You may well have read my blogs talking about my observations of Comet Lovejoy, but there was always an underlying hint in my writing, I think,  that I was hoping for something bigger and better elsewhere...

My attempts to view ISON were always thwarted. Clear skies at the wrong time, clear skies when I was asleep, a bad horizon from my urban location. I woke up at 5am one day to try and observe it, then probably fell asleep again. A few more days and ISON was much too close to the sun to observe from any Earth based observatories. It was up to the battery of solar observation satellites out in space to try and keep us in the picture.

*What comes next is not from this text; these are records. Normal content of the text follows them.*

PR #1428, opened 2019-05-23
Add a way to overwrite the error message

jankeesvw:
For my current project we use the [`pattern`](https://developer.mozilla.org/en-US/docs/Learn/HTML/Forms/Form_validation#Validating_against_a_regular_expression) feature of HTML. When using this feature we want be able to customize the error a user sees when the error occurs.

That's why I added a property to the `FormElementMixin.js`.

This is what it looks when you use this code:

```
<b-field>
    <b-input placeholder="User handle (custom validation for only lowercase)"
      type="text"
      required
      validation-error="Only lowercase is allowed"
      pattern="[a-z]*">
    </b-input>
</b-field>
```

### DIFF
--- a/docs/pages/components/input/api/input.js
+++ b/docs/pages/components/input/api/input.js
@@ -79,6 +79,13 @@ export default [
                 default: '—'
             },
             {
+                name: '<code>validation-message</code>',
+                description: 'The message which is shown when a validation error occurs',
+                type: 'String',
+                values: '—',
+                default: '—'
+            },
+            {
                 name: 'Any native attribute',
                 description: '—',
                 type: '—',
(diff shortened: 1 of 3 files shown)


jankeesvw:
Is there anything I have to or can do to make the build green?

jtommy:
Why aren't you using message prop of bField?

jankeesvw:
Thanks for the comment, in my tests it always seemed to render the message. Even when there was no validation error.

jtommy:
Anyway I might accept it but please change the prop name to validation-message (same name of native attribute)

jankeesvw:
I updated this PR to use the attribute name you suggested @jtommy.

> Yes, you should apply a message only when input is not valid

Yes, that's possible but in that case you have to write code to check the error in your app. With this PR you can use the `pattern` attribute to write your validations.

jankeesvw:
Ow, and I added the attribute to the documentation. ✨

jtommy:
Thanks!

PR #1432, opened 2019-05-24
Fix incorrect props for rounded controls

service-paradis:
Replace `rounded` with `controls-rounded` in the documentation samples

### DIFF
--- a/docs/pages/components/numberinput/examples/ExSimple.vue
+++ b/docs/pages/components/numberinput/examples/ExSimple.vue
@@ -13,7 +13,7 @@
         </b-field>
 
         <b-field label="Rounded">
-            <b-numberinput rounded></b-numberinput>
+            <b-numberinput controls-rounded></b-numberinput>
         </b-field>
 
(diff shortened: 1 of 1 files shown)


jtommy:
It's a breaking change, I'll think about it later

jtommy:
It's about input, there is "Customization" for it

service-paradis:
Hum, I'm not sure I understand your comment.

Tjhere was a typo in one of the example in the documentation for `b-numberinput`. If you look the first set of examples in https://buefy.org/documentation/numberinput, the rounded controls example is incorrect.

This Pull Request is only to fix the error in the documentation.

jtommy:
It's ok, rounded prop applies "rounded" style to input while controls-rounded only to buttons

service-paradis:
Ho, I'm sorry. There is 2 different properties. `rounded` and `controls-rounded`.
`rounded` property is missing at the bottom of the page:
image

jtommy:
You're right and I'll add it, thanks

Issue #1410, opened 2019-05-17
Datepicker: years list after pick year


gecheru:
### Overview of the problem

**Buefy** version: 0.7.5
**Vuejs** version: 2.6.6
**OS/Browser**: windows 10, chrome 74.0.3729.131

### Description

List of available years in select is changed after pick any year to "picked year + 3".
If set max-date the years list will increase to max-date value by 3 year after many picks..

### Steps to reproduce

1. Click on years select
2. Pick year
3. Click on years select again

You can try it on docs page. It happens in all datepickers
https://buefy.org/documentation/datepicker/

### Expected behavior

Years list will be not changed

### Actual behavior

Years list is changed to picked year + 3

jtommy:
At the moment the year select contains only a max number of options in order to be light.
Maybe I might add a new prop to change default increment value (+3)

gecheru:
Sorry for my english. I'll try to explain with screenshots:
1. Click on years select. There max year option is 2022.
![image](https://user-images.githubusercontent.com/41947777/57968191-e44b9480-796f-11e9-82f4-2e1aebf4b9ad.png)
2. Pick for example 2014. And click on years select again. There max year option is 2017. It's not previous max value 2022
![image](https://user-images.githubusercontent.com/41947777/57968241-6f2c8f00-7970-11e9-8fb9-f68910821154.png)
3. Pick for example 2017. And max year value is 2020. 
![image](https://user-images.githubusercontent.com/41947777/57968302-f417a880-7970-11e9-8dc5-bc98740472cf.png)

jtommy:
@gecheru because it shows current year + 3 as max value in order to contains about only 100 options in the year select

gecheru:
@jtommy but if I want always to show +- 10 years in select. What I should to do? 
https://codepen.io/gecheru/pen/qGjQda

jtommy:
I might add a new prop or new behaviour (breaking change) in the next releases

adriflorence:
@gecheru not sure if still needed but for that purpose you can just set in your data: 
`data() {
            const today = new Date()
            return {
                date: new Date(),
                minDate: new Date(today.getFullYear() - 10, today.getMonth(), today.getDate()), // ten years ago today
                maxDate: new Date(today.getFullYear() + 10, today.getMonth(), today.getDate()) // ten years from today
            }
}`

and reference minimum and maximum in your datepicker component like so:

`<b-datepicker :min-date="minDate"
[...]

PR #1444, opened 2019-06-03
Datepicker years dropdown updated to show number of years based on prop

msonowal:
Datepicker years dropdown updated to show number of years based on prop.
which is currently `3` now exposed it via prop so that people can customize it for now.

Addresses #1410 

ping @jtommy

### DIFF
--- a/docs/pages/components/datepicker/api/datepicker.js
+++ b/docs/pages/components/datepicker/api/datepicker.js
@@ -177,7 +177,7 @@ export default [
                 default: '-'
             },
             {
-                name: '<code>type</code>',
+                name: '<code>years-to-show</code>',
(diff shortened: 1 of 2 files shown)


jtommy:
@msonowal Thanks! It's a good solution but I don't know if it's the best way.
I thought to add a prop that contains number of years to show, for example prop = 10, the select contains selected year + 5 (max) and selected year -5 (min), what do you think about it ? Or two prop in order to have a different increment

jtommy:
@msonowal Did you check it ? It doesn't work well

jtommy:
Close https://github.com/buefy/buefy/commit/2a5c6bde08a6f8dc92aa55485c0053cb249c0234

PR #1451, opened 2019-06-04
Added border-radius to clockpicker. Fixes #1450

### LINKED ISSUE #1450: Clockpicker no border-radius (style inconsistency)
### Overview of the problem

Clockpicker doesn't have rounded corners (no border-radius) where as other similar components do, such as datepicker.

**Buefy** version: [0.7.7]
**Vuejs** version: [2.6.10]
**OS/Browser**: All

### Description

See above

### Steps to reproduce
See documentation examples.
### Expected behavior

Style should be consistent across components

### Actual behavior

Style is inconsistent.

atinybeardedman:


jtommy:
Thanks! Do you think we need border radius definition on card-header too ?

atinybeardedman:
The card header specifically in the clockpicker that I added styles for, or the more general card component? Sorry just not sure which one you're referring to

jtommy:
Card header in clockpicker

jtommy:
Thanks! I think to remove this lines anyway
``` 
    .card-header {
        border-top-left-radius: $radius;
        border-top-right-radius: $radius;
    }
 ```

atinybeardedman:
I think those were actually needed...because of the way the header was positioned, if you leave them off the component itself has rounded corners but the card doesn't and so the top edges of the card are on top of the rounded corners of the component and it looks weird. I added them to make it consistently rounded.

jtommy:
Ok, I'll restore them

Issue #1463, opened 2019-06-12
Implement "open on focus" on taginput elements


kartsims:
### Overview of the problem

The `taginput` component doesn't have a `openOnFocus` property.

### Description

It would be nice to implement the same feature as for `autocomplete`, ie. when clicking the `taginput` element, the dropdown can be displayed automatically.

I can give it a try if need be, but is it something you would like to see implemented?

jtommy:
You can already use that prop

kartsims:
Shouldn't it be documented then? PR sent for approval

jtommy:
It Is already in the docs, take a look at the bottom

kartsims:
You are right, it is definitely not clear to me, and I bet it is for others too...

Proposals to make it clearer:
- link to the autocomplete props ("Any other native attribute or [Autocomplete prop](#)")
- state it next to the `autocomplete` prop description (ie. "Add autocomplete feature (if `true`, Autocomplete props may be used too)")

jtommy:
Ok, you might make a PR to improve it.
Thanks

kartsims:
Done, thank you for the great library, happy to contribute to this slight improvement 👍

PR #1465, opened 2019-06-12
Added documentation for Autocomplete props on 'tag-input' elements

kartsims:
I opened #1463 because the docs didn't state that `open-on-focus` was available as a property for `tag-input` elements


kartsims:
Commit updated to reflect the discussion in #1463

jtommy:
Thanks

Issue #1462, opened 2019-06-11
Table adds width to other column when a column is toggled invisible and visible again


utkarsh-rg:
### Overview of the problem

**Buefy** version: 0.7.6
**Vuejs** version: 2.6.10
**OS/Browser**: Chromium/Ubuntu 16.10

### Description

When there is a column with some fixed width, on making any other column ```visible: false```, and then ```visible: true``` back again, the width applies to other column as well. 

### Steps to reproduce

1. Create a table where columns can be toggled invisible.
2. Give the last column a width, eg: 1px;
3. Toggle some other column invisble.
4. Toggle that column visible again. Check dev tools, the width will be applied to 2 columns.

### Expected behavior

On toggling a column invisble and back visible, the width should not go to other column.

### Actual behavior

The width applies to other columns.

### Screenshots
A table with the last column with width 1px:
![Screenshot from 2019-06-11 14-59-13](https://user-images.githubusercontent.com/31611229/59261611-6e2f0a80-8c5b-11e9-9401-af2c8e1c8982.png)

After toggling the first column(ID) invisible.
![Screenshot from 2019-06-11 14-59-31](https://user-images.githubusercontent.com/31611229/59261612-6e2f0a80-8c5b-11e9-8899-403afb836f9b.png)

After toggling the column back to visible. There are 2 columns with that width now. This messes up the layout. (Check the Gender column before and after the toggle)
![Screenshot from 2019-06-11 14-59-47](https://user-images.githubusercontent.com/31611229/59261614-6ec7a100-8c5b-11e9-8f0a-94e032bdfbd8.png)

PR #1483, opened 2019-06-19
Fix for #1462

service-paradis:
### Fix for #1462

This reset width styling if width is undefined


service-paradis:
@afwn90cj93201nixr2e1re
I think this should be done in another PR.
I can see if I can do it

jtommy:
@service-paradis Thanks!

PR #1484, opened 2019-06-19
Fix cancelling long press on Chromium

### LINKED ISSUE #1480: NumberInput does not stay set to required value when v-model changes
### Overview of the problem

**Buefy** version: [0.7.7]
**Vuejs** version: [2.6.10]
**OS/Browser**:
MacOS and Windows 10/Chrome

### Description
The number input control relies on a mouse event to stop decrementing/incrementing of values. This allows users to long press the control to change values efficiently, however, it also causes a problem when changing values programmatically as a change event gets called but no stop event seems to be triggered when a button is disabled.

https://codepen.io/anon/pen/YopXRw?&editable=true&editors=101

numInputBug

### Steps to reproduce
1. Set max and min for the number input (e.g. 1 and 7) and bind value using v-model
2. Long press the minus button to decrease the value of the number to the min value (e.g. 1) so the decrement button is disabled
3. Try to set the bound v-model value to a different number (e.g. 3) without using the number input control

**Result:** The number input will change to the new value but then decrement all the way back down to the min value.

~~(May need to repeat steps 1-3 a few times as results aren't super consistent but should be easy enough to reproduce)~~ EDIT - can consistently reproduce results when long pressing to increment/decrement values

Same thing happens when incrementing all the way to max (instead of min) and then changing values. The number will change and increment all the way to the max value.

### Expected behavior

When the v-model value is changed, the number input value will be set to the required value without incrementing/decrementing to the max/min value by itself.

### Actual behavior
When the v-model value is changed, the number input value is set to the required value but then auto increments/decrements all the way to the max/min value

yxngl:
Fix #1480 by moving listeners to stop long press up to the control, since Chromium based on browsers do not produce mouse event on disabled button.

### DIFF
--- a/src/components/numberinput/Numberinput.vue
+++ b/src/components/numberinput/Numberinput.vue
@@ -1,17 +1,18 @@
 <template>
     <div class="b-numberinput field" :class="fieldClasses">
-        <p class="control">
+        <p
+            class="control"
+            @mouseup="onStopLongPress(false)"
+            @mouseleave="onStopLongPress(false)"
+            @touchend="onStopLongPress(false)"
+            @touchcancel="onStopLongPress(false)">
             <button
                 type="button"
                 class="button"
                 :class="buttonClasses"
                 :disabled="disabled || disabledMin"
                 @mousedown="onStartLongPress($event, false)"
-                @mouseup="onStopLongPress(false)"
-                @mouseleave="onStopLongPress(false)"
                 @touchstart.prevent="onStartLongPress($event, false)"
-                @touchend="onStopLongPress(false)"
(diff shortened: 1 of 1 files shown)


yxngl:
Note the current problem can be seen and tested using "Min - Max" example section.

1. Input a number like 3 in Vote
2. Long press minus button to zero
3. Input another number like 4
4. It keeps decreasing to zero

afwn90cj93201nixr2e1re:
@yxngl can you fix minus input too?
Set min prop to -1000.
Input for example 1000.
Double click on it, starty typing minus.
It's gonna change it to min val.

PR #1488, opened 2019-06-20
Added support to `nuxt-link` and it's aliases to `b-button`

gigioSouza:


afwn90cj93201nixr2e1re:
Maybe you should execlude package-lock.json from this commit? Or just hard revert commit and make new.

jtommy:
Thanks!

PR #1496, opened 2019-06-24
Add typings for programmatic use of dist components

marc1404:
This pull request adds simple module declarations for the programmatic use of components outside of Vue.

# Current Situation
```ts
/* example.ts */
import { Toast } from 'buefy/dist/components/toast';
// types for the import will not be found
```

# Target Situation
```ts
/* buefy/types/index.d.ts */
declare module 'buefy/dist/components/toast' {
    export { Toast };
}

/* example.ts */
import { Toast } from 'buefy/dist/components/toast';
// TypeScript is able to resolve the type 😄 
```

### DIFF
--- a/types/index.d.ts
+++ b/types/index.d.ts
@@ -15,6 +15,26 @@ declare module 'vue/types/vue' {
     }
 }
 
+declare module 'buefy/dist/components/dialog' {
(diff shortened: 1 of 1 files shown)


jtommy:
Thanks

PR #2200, opened 2020-02-05
Refactor a little bit the Input Component

service-paradis:
This is a proposal. Not mandatory. Feel free to not use it if you dont find it useful enough.

## Proposed Changes

- Simplify the Input template code
- Bring more logic to the code
- Improve separation of concerns
- Add an example using the input right icon
- Add `icon-right-click` to the doc


jtommy:
I wanted to refactor it, thanks!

And it was looking really good, for a just a painfully short time. After some earlier reports suggesting that ISON was already starting to disintegrate, the comet passed through a rough patch, and then brightened rapidly. By the time of perihelion, the comet had reached an estimated magnitude of about 0, and was showing a beautiful pair of tails - a dust tail, and the straighter, narrower ion tail.

ISON just before perihelion 28.11.13, image from NASA SOHO satellite.
ISON then whipped out of view behind the sun for a short time, and observers held their breath. By the time it reached its closest point to the sun, at less than a million miles, ISON was being heated to 4000K and was travelling at 800,000 mph - 0.11% of the speed of light.

ISON was travelling so fast, it was undergoing relativistic effects. Time was running slower for the comet!

Clearly subject to such temperatures and forces, it was never a given that the comet's one mile or so nucleus would survive. Initially, it seemed that nothing had survived, but then this SOHO picture gave hope.

Had Comet ISON (at 11 o'clock) survived?
Something had clearly made it around perihelion, but what?

Hopes were high that some, or perhaps even all, of ISON's nucleus had survived, but then sadly, it became apparent that the image captured above was just a remnant of gas and dust from the comet's tail, with no solid nucleus present. Over the next two days, it gradually smeared out, and disappeared to nothing.

It may be that the comet springs one last surprise on us; the debris around its orbit may give us a new meteor shower when the earth crosses ISON's orbital path early next year. But this is unknown at present.

Comet ISON may be dead, and I may be sad to never have seen it. But the study of this comet, and the interest it generated, was unprecedented, and that is Comet ISON's legacy.

Now get your binoculars out, and look for Comet Lovejoy!